>>>>

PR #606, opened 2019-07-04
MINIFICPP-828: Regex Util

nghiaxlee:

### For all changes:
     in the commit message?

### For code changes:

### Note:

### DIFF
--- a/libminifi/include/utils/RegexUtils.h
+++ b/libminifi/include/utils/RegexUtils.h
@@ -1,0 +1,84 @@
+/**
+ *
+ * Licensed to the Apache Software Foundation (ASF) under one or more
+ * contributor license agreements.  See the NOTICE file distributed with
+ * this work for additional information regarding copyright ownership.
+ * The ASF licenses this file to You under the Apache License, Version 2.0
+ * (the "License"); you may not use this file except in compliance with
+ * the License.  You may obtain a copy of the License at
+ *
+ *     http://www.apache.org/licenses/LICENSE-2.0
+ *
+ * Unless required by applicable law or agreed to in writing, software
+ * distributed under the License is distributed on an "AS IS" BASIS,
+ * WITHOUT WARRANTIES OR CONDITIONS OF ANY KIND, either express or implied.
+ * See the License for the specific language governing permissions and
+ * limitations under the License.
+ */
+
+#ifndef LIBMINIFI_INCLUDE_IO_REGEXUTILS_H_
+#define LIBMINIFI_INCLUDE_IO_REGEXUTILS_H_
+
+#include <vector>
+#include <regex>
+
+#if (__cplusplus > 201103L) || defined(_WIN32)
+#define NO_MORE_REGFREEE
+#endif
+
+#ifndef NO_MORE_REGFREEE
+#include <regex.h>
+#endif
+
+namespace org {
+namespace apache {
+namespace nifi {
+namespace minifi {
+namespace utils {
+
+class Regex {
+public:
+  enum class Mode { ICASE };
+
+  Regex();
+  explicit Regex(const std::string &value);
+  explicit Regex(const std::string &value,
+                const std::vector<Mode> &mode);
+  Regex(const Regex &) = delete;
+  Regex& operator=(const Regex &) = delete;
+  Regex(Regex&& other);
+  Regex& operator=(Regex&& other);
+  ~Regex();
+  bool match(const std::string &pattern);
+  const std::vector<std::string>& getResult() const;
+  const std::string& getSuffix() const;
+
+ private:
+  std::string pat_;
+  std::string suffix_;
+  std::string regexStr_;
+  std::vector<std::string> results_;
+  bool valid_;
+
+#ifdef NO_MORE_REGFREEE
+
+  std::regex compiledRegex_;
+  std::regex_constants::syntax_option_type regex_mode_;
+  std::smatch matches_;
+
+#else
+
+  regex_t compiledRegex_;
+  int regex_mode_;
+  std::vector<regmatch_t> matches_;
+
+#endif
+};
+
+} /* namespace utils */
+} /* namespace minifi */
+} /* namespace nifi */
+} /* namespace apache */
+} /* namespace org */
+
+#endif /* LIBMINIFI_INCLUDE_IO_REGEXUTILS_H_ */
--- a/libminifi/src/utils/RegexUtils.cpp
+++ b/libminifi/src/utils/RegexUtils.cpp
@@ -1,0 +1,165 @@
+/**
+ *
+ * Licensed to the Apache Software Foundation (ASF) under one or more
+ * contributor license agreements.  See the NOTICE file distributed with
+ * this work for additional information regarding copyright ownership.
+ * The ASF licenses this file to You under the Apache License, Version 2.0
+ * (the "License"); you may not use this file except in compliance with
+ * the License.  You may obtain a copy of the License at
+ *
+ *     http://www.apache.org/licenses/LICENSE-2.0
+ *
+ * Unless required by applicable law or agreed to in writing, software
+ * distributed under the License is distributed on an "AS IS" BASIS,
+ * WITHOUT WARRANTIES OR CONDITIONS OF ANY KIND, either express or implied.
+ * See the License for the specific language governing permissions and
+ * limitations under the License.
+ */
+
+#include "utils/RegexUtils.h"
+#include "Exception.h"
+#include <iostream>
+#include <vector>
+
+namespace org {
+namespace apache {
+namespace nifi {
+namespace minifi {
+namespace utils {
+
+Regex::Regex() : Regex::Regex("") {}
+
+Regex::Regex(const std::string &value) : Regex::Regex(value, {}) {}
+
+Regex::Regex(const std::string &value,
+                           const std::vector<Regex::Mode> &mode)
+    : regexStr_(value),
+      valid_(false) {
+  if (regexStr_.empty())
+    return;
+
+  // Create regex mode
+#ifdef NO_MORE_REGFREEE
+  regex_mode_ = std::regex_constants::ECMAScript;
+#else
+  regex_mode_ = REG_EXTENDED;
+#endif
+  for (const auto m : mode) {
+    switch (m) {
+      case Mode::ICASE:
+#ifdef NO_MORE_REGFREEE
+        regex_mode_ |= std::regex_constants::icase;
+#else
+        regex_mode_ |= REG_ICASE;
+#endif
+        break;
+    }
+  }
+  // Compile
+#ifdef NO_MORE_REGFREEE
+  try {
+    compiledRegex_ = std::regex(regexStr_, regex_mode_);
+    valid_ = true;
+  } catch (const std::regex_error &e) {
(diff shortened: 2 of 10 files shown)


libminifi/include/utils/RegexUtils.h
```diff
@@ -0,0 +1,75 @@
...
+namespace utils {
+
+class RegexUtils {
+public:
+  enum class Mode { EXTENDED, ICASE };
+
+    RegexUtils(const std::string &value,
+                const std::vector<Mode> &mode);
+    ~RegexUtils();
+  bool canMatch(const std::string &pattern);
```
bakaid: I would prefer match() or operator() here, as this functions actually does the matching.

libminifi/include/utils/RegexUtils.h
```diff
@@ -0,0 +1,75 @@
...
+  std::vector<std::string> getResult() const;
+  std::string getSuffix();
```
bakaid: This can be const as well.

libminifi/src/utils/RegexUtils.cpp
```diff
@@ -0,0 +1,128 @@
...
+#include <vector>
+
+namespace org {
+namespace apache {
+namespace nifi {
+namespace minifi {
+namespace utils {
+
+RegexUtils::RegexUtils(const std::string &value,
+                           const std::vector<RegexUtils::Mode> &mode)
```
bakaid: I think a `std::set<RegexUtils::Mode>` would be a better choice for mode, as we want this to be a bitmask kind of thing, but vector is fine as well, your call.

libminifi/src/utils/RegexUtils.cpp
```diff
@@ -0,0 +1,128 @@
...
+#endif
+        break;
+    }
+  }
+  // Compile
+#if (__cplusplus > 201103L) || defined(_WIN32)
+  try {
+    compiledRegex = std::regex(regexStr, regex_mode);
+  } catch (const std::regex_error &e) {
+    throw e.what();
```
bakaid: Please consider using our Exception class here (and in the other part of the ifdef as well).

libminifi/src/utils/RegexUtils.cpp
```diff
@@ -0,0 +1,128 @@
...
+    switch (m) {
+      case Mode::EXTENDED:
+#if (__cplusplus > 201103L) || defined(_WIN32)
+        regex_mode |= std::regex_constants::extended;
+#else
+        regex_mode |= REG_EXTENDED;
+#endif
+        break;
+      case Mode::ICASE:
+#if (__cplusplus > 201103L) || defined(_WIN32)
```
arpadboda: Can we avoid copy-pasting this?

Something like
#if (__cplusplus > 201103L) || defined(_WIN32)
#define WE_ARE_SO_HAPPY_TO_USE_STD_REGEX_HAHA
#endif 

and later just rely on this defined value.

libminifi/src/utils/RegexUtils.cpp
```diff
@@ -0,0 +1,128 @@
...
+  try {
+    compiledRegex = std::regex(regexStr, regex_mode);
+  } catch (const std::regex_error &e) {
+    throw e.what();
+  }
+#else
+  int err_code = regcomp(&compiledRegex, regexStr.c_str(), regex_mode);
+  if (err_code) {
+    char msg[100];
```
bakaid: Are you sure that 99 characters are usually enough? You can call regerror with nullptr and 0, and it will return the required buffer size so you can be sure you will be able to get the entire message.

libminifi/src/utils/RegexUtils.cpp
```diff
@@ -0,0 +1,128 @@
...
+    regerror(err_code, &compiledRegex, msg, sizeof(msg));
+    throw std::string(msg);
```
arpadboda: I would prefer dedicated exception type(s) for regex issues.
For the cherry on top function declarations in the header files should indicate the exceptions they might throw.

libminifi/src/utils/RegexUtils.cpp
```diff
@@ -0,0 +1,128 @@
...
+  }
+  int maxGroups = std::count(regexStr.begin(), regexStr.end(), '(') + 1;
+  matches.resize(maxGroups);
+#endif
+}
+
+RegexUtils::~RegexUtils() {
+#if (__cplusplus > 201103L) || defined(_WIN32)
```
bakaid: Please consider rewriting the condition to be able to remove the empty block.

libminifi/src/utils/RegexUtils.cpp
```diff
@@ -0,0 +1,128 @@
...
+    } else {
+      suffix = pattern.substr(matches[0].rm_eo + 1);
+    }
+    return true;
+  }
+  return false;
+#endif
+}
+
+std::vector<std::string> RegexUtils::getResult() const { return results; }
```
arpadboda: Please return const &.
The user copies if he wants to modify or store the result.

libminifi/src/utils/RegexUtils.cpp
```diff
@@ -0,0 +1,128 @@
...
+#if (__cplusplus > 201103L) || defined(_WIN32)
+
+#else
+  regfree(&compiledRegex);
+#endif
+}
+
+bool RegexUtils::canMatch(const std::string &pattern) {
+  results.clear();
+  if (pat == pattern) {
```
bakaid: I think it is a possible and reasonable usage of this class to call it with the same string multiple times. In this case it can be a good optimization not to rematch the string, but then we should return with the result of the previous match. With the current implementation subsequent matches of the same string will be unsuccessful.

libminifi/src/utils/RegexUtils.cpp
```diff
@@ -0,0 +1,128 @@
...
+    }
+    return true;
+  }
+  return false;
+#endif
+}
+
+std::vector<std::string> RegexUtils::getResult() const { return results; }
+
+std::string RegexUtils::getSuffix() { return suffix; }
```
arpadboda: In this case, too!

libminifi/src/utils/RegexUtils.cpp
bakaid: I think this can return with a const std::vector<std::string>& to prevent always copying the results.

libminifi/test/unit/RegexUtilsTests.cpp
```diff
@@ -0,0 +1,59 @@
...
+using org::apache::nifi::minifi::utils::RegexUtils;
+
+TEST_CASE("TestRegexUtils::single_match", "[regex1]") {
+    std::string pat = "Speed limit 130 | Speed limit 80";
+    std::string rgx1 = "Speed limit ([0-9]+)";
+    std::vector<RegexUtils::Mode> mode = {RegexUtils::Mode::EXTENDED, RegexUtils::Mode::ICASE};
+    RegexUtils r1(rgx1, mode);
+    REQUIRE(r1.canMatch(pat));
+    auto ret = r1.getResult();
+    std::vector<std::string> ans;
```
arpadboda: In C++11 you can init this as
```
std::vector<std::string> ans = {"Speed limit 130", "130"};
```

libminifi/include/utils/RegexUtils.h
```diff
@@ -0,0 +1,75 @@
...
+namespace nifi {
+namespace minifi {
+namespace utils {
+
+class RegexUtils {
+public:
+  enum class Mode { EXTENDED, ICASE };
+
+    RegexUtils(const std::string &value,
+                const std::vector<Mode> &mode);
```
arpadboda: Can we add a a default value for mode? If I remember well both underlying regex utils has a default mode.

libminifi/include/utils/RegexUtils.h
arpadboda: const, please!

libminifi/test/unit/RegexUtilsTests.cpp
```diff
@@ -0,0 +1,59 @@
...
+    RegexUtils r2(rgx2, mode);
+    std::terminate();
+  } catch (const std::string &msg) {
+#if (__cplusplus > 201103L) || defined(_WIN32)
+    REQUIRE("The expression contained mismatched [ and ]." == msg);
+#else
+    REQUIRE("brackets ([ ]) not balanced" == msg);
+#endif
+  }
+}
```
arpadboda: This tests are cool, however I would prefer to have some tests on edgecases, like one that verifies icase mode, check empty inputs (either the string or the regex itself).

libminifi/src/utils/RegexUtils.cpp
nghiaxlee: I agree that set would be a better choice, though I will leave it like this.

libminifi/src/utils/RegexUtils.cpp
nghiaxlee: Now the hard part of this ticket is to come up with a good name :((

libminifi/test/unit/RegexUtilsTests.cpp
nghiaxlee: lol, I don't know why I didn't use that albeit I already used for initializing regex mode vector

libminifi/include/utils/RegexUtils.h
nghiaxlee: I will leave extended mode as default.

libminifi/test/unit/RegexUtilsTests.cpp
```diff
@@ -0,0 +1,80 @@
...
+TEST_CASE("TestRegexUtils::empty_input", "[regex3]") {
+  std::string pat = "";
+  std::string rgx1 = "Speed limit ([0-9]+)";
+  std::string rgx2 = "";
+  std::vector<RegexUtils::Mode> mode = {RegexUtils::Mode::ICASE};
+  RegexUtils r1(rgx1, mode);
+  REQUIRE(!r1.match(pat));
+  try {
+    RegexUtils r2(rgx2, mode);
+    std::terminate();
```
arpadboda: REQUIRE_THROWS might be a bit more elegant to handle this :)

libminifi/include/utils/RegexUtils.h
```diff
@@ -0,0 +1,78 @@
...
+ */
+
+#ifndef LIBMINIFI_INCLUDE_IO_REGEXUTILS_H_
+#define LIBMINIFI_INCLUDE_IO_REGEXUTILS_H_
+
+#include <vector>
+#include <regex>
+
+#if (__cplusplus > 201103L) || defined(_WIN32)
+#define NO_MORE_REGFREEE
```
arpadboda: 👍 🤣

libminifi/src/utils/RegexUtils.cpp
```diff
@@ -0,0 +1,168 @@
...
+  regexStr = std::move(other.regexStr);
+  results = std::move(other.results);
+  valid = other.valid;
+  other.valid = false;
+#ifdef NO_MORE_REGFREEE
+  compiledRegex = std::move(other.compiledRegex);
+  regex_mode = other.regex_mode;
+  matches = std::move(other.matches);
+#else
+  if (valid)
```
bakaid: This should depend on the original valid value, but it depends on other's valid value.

<<<<

- Work to complete: Show all lines in the entries above where the string "explicit" appears.

- Answer section:
+  explicit Regex(const std::string &value);
+  explicit Regex(const std::string &value,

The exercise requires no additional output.